Stosur’s tremendous topspin creates an unsettling prospect for opponents cast in the unfamiliar position of having to handle shoulder-high bounces. Up 3-1, she slammed an ace down the middle and moments later won her fourth straight game when Benesova banged a backhand into the net. Her sense of self-belief shrinking, Benesova dumped a double-fault to face a second set point. On it, Stosur cracked a cross-court forehand that a lunging Benesova couldn’t handle, scoring her third break to seize the first set in 34 minutes. Thirty-four minutes later, Stosur wrapped up the comprehensive 68-minute win when Benesova slapped a low forehand into the middle of the net.

It was about as comfortable an opening-rounder Stosur could ask for—she had not surrendered a set to Benesova in three prior encounters, including a 6-1, 7-5 win in Rome two weeks ago—and the athletic Aussie consistently created court openings with her crunching topspin forehand that pushed Benesova behind the baseline.
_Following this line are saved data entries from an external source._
PR #25, opened 2016-08-12
Filter out users in user whitelist, caching the whitelist in Redis

MusikAnimal:
Bug: T140204

### DIFF
--- a/src/Controllers/CopyPatrol.php
+++ b/src/Controllers/CopyPatrol.php
@@ -22,6 +22,7 @@
 namespace Plagiabot\Web\Controllers;
 
 use Wikimedia\Slimapp\Controller;
+use Wikimedia\Slimapp\Config;
 use GuzzleHttp;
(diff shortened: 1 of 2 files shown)


src/Controllers/CopyPatrol.php
```diff
@@ -290,6 +300,45 @@ protected function getFilterTypes() {
 	}
 
 	/**
+	 * Get cached user watchlist or re-fetch from wiki page and update redis
+	 *
+	 * @return array Usernames
+	 */
+	private function userWhitelist() {
```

Stosur’s serve is one of the most dangerous shots in the women’s field. She dropped serve to start the match, but was almost untouchable the rest of the way. With the same toss, Stosur can crank her hellacious kick serve into the corners or crack a flatter first serve up the T, and that deception made Benesova’s task of deciphering the delivery about as easy as reading an SOS message scrawled on the surface of a lake.

The eighth-seeded Stosur slammed seven aces, didn’t double fault and permitted just nine points on her first serve during the match. At a time when many Top 10 women possess serves that are about as imposing as a harp at a heavy metal concert, Stosur stands out because she can dictate play with it.

Stosur is at her best hitting the kick serve to set up her favored forehand—a potent punch that’s even more explosive on clay, where she has time to run around her weaker backhand wing—and that combination could be even more lethal this year, as players report the new Babolat balls (Babolat replaced Dunlop as the official ball of the French Open this year) are playing lighter and faster.

Next up for Stosur is Simona Halep, whom Stosur stopped 7-5, 6-1 in the first round last year before beating three former top-ranked players—Justine Henin, Serena Williams and Jelena Jankovic—to reach the final.